BUENOS AIRES (Reuters) - Venezuelan President Nicolas Maduro must be encouraged to ensure Sunday’s parliamentary election is democratic, Argentina’s Foreign Minister-designate Susana Malcorra said on Wednesday.
Malcorra’s comments followed a call from Argentine President-elect Mauricio Macri for Venezuela to be suspended from regional trade bloc Mercosur because of rights abuse accusations, including jailing political opponents.
“We must encourage the Venezuelan government that Sunday be handled within the strictest democratic framework,” Malcorra, who was U.N. chief Ban Ki-moon’s chief adviser before taking up the ministerial post, told reporters in Buenos Aires.
Center-right Macri’s tough stance against Maduro’s socialist government has opened up divisions within Mercosur, with Brazilian President Dilma Rousseff expressing concern over the idea of sidelining Venezuela from the bloc.
“Now, to use that democratic clause, you cannot just have a hypothesis. You need to prove a fact,” Rousseff said in Paris earlier this week.
Macri is due to meet Rousseff in Brazil on Friday. His advisers call the bilateral relationship with Brazil, Argentina’s main trade partner, a top foreign policy priority. [nL8N1385MI]

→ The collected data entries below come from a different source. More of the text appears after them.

PR #1668, opened 2026-08-06
Demos 2542 amendment documents

connor-parke-icf:
## Changes

-

## Automated review

- [ ] Run AI Code Review


data/migration/stage_pmda_for_migration/models/docs/docs_pmda_app_docs_with_application.sql
```diff
@@ -1,30 +1,15 @@
-WITH demos AS (
-    (
-        SELECT
-            id,
-            mdcd_pendg_demo_id AS _legacy_mdcd_pendg_demo_id
-        FROM {{ ref('cleaned_demos_app_demonstration_in_prog_demos') }}
```
connor-parke-icf, line 6: because we're not pulling these into phase status, we can vastly simplify the flow by just pulling from the final application table. The documents that do not have an application already are captured in an error errors_app_docs_missing_application

data/migration/stage_pmda_for_migration/tests/assert_application_docs_of_type_bn_workbook.sql
```diff
@@ -0,0 +1,4 @@
+{{ config(severity='warn') }}
```
TARehman, line 1: NB: Should add a comment here just describing what we're warning about (name essentially tells us but still).

TARehman (approved):
LGTM

PR #1670, opened 2026-08-07
Demos 2532 demo type

connor-parke-icf:
migrates demonstration types assignment and associated tags into demos. Also applies a migrated from pmda application tag. Works similarly to how PMDA has a massive view unioning a bunch of demo type tables together. 

Note, one DEMOS migration was needed, as we were populating tags in a previous migration. We should probably modify the seeder to create those as a followup 

## Automated review

- [x] Run AI Code Review


james-becwar-cms (approved):

data/migration/stage_pmda_for_migration/models/apps/app_pmda_demo_types.sql
```diff
@@ -0,0 +1,697 @@
+WITH demo_types_union AS (
```
TARehman, line 4: NB: It might be worth adding a comment to explain exactly why this is as cursed as it is.

data/migration/stage_pmda_for_migration/models/cleaned/cleaned_demos_app_tag.sql
```diff
@@ -1,19 +1,23 @@
...
     'Application' AS tag_type_id,
     'System' AS source_id,
     'Approved' AS status_id,
     current_timestamp AS created_at,
     current_timestamp AS updated_at
 FROM
-    {{ ref('cleaned_demos_app_tag_name_migrated_from_pmda') }}
+    {{ ref('cleaned_demos_app_demo_type_tag_assign') }}
+GROUP BY
+    tag_name_id
```
TARehman: If we're not actually GROUPING, we should probably use a DISTINCT here to be more clear about what we intend to do.

data/migration/stage_pmda_for_migration/models/cleaned/cleaned_demos_app_tag.sql
```diff
@@ -1,19 +1,23 @@
 SELECT
-    id AS tag_name_id,
+    tag_name_id,
     'Application' AS tag_type_id,
```
TARehman: NB: For future reference, I would do this slightly differently.

```sql
WITH tag_type_ids AS (
    SELECT 'Application' AS tag_type_id UNION ALL
    SELECT 'Demonstration Type' AS tag_type_id
)
SELECT
    assign.tag_name,
    tag_type_ids.tag_type_id,
    ...
FROM
    {{ ref('cleaned_demos_app_demo_type_tag_assign') }}
INNER JOIN
    tag_type_ids ON TRUE
```

By joining like this, you get one row for each row in `tag_type_ids`.

data/migration/stage_pmda_for_migration/models/cleaned/cleaned_demos_app_tag_name.sql
```diff
@@ -1,4 +1,6 @@
 SELECT
-    'Migrated From PMDA' AS id,
+    tag_name_id AS id,
     current_timestamp AS created_at,
     current_timestamp AS updated_at
+FROM {{ ref('cleaned_demos_app_tag') }}
+GROUP BY id
```
TARehman: This GROUP BY definitely feels out of place.

data/migration/stage_pmda_for_migration/models/errors/error_new_demo_type_in_prog_not_from_other.sql
```diff
@@ -0,0 +1,8 @@
+SELECT pmda_tag_name.*
```
TARehman: I think rewriting these to use NOT IN or NOT EXISTS would be a lot more clear as to what is being checked (specifically, that all the non-other tags appear both in DEMOS and PMDA identically).

Unrelated, but its probably important to check that these are unique keys on both sides if you're doing a JOIN. We know it's good in DEMOS, but we could add a models.yml test here for the intermediate artifact.

data/migration/stage_pmda_for_migration/tests/assert_no_new_demo_type_not_from_other.sql
```diff
@@ -0,0 +1,3 @@
+SELECT * FROM {{ ref('error_new_demo_type_in_prog_not_from_other') }}
```
TARehman: A comment here explaining why we're doing these tests would be useful I think. It's not very clear from the file name.

data/migration/stage_pmda_for_migration/models/errors/errors_demo_type_effective_expiration_dates_pending.sql
TARehman, line 1: These models should be named `errors_` not `error_` to be consistent with the rest of the codebase.

TARehman, line 1: I don't see anywhere where you assert on there being records in these tables; that is part of the way we use the error tables. Filter, then have a test that asserts whatever with a warning, so that the filtering is surfaced in the logs.

data/migration/stage_pmda_for_migration/models/models.yml
```diff
@@ -294,22 +294,89 @@ models:
...
+          - relationships:
+              name: assert_application_id_exists_in_final_demos_app_application
+              arguments:
+                to: ref('final_demos_app_application')
+                field: id
+      - name: tag_name_id
+        data_type: text
+        data_tests:
+          - not_null:
+              name: assert_no_missing_tag_name_id_in_final_demos_app_application_tag_assignment
```
TARehman, line 313: Does this actually work correctly? I thought names had to be less than 64 characters.

data/migration/stage_pmda_for_migration/models/errors/errors_pending_demonstration_types_with_no_in_prog_demo.sql
TARehman, line 1: The file names here seem a little inconsistent; sometimes we're using demo_type and other times demonstration_types. It might help to organize them all with the same naming so they are more clear in the file explorer.

TARehman (commented):
I think we should probably clean up a few things here before we merge, noted throughout.

data/migration/stage_pmda_for_migration/models/models.yml
connor-parke-icf: validated that it does work by selecting a failing scenario
```
SELECT
    id AS application_id,
    'Some othing thing' AS tag_name_id,
    'Application' AS tag_type_id
FROM {{ ref('final_demos_app_application') }}
```
```
 Failure in test assert_application_tag_assignment_tag_name_id_exists_in_cleaned_demos_app_tag_name (models/models.yml)
13:26:53    Got 230 results, configured to fail if != 0
13:26:53  
13:26:53    compiled code at target/compiled/stage_pmda_for_migration/models/models.yml/assert_application_tag_assignment_tag_name_id_exists_in_cleaned_demos_app_tag_name.sql
```

data/migration/stage_pmda_for_migration/models/apps/app_pmda_demo_types.sql
connor-parke-icf: added an explanation

data/migration/stage_pmda_for_migration/models/cleaned/cleaned_demos_app_tag.sql
connor-parke-icf: changed to be selecting distinct names in a CTE then joining in the main select.

data/migration/stage_pmda_for_migration/models/cleaned/cleaned_demos_app_tag.sql
connor-parke-icf: followed this pattern since this was changing from the grouping to a distinct pattern anyway

data/migration/stage_pmda_for_migration/models/cleaned/cleaned_demos_app_tag_name.sql
connor-parke-icf: replaced with a CTE with a DISTINCT clause

data/migration/stage_pmda_for_migration/models/errors/error_new_demo_type_in_prog_not_from_other.sql
connor-parke-icf: reworked this to utilized `WHERE name NOT IN (SELECT name FROM demos)` instead of a left join + null filter. Reads much better now

data/migration/stage_pmda_for_migration/tests/assert_no_new_demo_type_not_from_other.sql
connor-parke-icf: added a corresponding comment

TARehman (approved):
LGTM thanks for addressing those other comments 👍🏻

Malcorra said discussions between Argentina and Brazil needed to include evaluating how Venezuela’s political system moves forward in the coming days.
“We need to see what the result of the election is and the reaction to the result,” Malcorra said.
Venezuela’s opposition was quick to hail Macri’s narrow win over ruling party candidate Daniel Scioli as a blow for leftists in Latin America and a good omen for their own battle with “Chavismo” in the parliamentary vote. [nL1N13I0JS]
Malcorra’s comments risked further angering top Venezuelan officials. Last week, Venezuela’s second most powerful official rebuked Macri for offending a brother nation and told Macri to “leave the Venezuelan people alone, don’t mess with us.”
Venezuela’s opposition is trying to win control of the National Assembly on Sunday for the first time in more than 15 years, seeking to tap anger over the recession-hit economy.